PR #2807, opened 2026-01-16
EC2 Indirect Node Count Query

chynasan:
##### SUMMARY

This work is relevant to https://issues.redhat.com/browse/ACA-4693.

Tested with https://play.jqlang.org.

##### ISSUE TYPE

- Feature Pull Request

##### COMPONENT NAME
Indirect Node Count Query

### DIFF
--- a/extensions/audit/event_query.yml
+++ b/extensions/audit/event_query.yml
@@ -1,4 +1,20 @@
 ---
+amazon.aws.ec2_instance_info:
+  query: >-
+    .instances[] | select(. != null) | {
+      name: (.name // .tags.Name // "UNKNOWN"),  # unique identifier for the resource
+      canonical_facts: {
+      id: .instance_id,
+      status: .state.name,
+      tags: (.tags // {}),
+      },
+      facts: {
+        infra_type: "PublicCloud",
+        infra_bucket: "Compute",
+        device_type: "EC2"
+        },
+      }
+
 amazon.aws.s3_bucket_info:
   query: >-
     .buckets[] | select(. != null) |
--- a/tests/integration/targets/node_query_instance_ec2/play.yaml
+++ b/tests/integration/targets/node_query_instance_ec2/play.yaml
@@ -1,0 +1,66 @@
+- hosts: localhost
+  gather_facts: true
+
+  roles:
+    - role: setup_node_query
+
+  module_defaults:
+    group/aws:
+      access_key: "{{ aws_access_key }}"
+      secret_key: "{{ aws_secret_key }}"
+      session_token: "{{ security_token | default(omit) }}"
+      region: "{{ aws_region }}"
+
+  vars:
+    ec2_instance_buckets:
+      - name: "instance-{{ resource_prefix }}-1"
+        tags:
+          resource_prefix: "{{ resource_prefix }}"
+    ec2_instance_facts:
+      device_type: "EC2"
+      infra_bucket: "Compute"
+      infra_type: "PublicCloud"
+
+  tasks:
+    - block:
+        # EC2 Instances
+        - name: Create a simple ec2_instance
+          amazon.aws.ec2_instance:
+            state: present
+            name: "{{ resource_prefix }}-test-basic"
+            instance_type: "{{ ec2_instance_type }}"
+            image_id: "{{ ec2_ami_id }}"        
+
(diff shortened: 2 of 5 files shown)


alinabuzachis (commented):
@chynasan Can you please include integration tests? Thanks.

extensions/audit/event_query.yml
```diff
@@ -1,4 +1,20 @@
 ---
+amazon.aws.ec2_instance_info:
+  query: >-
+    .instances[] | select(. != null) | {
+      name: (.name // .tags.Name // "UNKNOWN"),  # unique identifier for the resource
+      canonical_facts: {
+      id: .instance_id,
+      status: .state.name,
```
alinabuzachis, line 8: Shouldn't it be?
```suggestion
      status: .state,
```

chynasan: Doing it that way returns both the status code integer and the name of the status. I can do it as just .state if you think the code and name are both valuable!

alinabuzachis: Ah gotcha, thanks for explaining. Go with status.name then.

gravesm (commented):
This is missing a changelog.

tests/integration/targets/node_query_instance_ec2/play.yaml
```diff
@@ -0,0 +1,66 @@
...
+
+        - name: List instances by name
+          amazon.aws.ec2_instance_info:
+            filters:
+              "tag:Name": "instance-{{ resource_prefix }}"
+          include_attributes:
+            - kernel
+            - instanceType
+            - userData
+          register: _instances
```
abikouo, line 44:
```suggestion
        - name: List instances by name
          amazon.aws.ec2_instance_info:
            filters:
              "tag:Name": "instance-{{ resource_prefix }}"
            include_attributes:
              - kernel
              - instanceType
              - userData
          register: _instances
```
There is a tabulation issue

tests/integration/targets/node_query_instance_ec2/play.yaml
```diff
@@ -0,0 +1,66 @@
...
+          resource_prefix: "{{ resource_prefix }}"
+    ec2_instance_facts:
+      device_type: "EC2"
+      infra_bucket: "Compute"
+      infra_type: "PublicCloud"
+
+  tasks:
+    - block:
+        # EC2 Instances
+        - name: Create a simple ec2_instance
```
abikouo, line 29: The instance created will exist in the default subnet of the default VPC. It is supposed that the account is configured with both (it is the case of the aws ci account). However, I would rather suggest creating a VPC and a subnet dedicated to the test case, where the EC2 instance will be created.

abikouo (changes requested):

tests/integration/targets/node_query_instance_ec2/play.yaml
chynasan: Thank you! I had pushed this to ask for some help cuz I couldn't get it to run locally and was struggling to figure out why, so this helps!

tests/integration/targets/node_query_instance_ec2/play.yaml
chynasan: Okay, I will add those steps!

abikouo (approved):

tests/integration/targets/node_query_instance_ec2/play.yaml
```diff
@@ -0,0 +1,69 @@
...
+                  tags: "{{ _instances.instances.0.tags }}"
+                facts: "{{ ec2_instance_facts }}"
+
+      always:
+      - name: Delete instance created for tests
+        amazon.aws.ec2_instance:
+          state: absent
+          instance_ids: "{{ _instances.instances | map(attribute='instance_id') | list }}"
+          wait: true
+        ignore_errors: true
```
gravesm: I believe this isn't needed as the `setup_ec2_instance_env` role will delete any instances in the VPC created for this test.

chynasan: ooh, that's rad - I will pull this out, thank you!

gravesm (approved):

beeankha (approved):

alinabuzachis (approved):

·····

## [Exercise brief]
Look for the word "status". Copy out every line of the data that has it.

## [Solution for this exercise]
+      status: .state.name,
+      status: .state.name,
      status: .state,
chynasan: Doing it that way returns both the status code integer and the name of the status. I can do it as just .state if you think the code and name are both valuable!
alinabuzachis: Ah gotcha, thanks for explaining. Go with status.name then.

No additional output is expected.